## Task description
In the entries below, filter for the word "Willyfrog" and copy every matching line.

## Data in this exercise
□ □ □ □ □
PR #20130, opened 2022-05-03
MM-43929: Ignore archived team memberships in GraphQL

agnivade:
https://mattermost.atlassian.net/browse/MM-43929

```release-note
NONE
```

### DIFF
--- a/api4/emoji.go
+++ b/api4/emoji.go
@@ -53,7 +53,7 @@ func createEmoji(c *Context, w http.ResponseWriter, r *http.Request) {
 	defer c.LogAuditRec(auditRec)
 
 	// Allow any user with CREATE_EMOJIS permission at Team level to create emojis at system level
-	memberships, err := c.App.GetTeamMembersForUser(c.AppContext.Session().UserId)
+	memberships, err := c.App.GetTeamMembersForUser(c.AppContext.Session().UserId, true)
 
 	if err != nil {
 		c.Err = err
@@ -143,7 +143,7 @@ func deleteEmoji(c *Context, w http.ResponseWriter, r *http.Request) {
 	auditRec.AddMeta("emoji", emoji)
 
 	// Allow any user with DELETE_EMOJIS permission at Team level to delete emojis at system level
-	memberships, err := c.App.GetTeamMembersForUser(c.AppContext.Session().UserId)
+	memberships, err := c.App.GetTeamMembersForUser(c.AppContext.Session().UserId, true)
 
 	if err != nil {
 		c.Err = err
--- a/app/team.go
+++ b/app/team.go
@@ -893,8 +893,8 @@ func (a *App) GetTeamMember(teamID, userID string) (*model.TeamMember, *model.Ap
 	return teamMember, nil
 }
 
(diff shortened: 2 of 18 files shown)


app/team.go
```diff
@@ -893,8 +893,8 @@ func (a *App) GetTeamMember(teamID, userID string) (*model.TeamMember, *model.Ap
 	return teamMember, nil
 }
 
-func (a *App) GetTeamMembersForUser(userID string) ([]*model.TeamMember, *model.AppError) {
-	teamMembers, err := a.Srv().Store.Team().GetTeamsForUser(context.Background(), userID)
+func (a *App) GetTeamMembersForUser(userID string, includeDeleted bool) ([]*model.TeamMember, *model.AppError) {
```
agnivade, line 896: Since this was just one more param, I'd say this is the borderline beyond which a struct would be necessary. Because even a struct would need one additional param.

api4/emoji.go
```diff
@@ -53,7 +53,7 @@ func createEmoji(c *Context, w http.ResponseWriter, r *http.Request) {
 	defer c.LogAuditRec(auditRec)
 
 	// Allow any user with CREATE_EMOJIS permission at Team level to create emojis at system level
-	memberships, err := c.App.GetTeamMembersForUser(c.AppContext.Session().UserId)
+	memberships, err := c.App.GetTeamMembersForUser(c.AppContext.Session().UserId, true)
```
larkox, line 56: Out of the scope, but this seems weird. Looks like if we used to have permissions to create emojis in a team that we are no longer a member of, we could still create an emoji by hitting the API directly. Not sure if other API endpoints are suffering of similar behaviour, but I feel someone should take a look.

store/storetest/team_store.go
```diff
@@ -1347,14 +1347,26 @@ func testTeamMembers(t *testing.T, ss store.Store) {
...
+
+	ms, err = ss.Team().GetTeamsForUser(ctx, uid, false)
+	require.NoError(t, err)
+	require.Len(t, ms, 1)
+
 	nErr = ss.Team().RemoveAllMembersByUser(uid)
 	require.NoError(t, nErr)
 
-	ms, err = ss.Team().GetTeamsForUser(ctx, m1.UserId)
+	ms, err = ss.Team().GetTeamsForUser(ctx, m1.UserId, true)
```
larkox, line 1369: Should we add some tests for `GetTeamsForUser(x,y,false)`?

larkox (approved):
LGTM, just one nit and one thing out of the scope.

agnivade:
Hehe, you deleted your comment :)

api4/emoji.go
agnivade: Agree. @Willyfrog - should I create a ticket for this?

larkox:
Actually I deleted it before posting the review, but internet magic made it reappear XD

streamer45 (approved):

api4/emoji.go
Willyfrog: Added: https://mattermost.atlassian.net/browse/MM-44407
□ □ □ □ □
## Exercise result
agnivade: Agree. @Willyfrog - should I create a ticket for this?
Willyfrog: Added: https://mattermost.atlassian.net/browse/MM-44407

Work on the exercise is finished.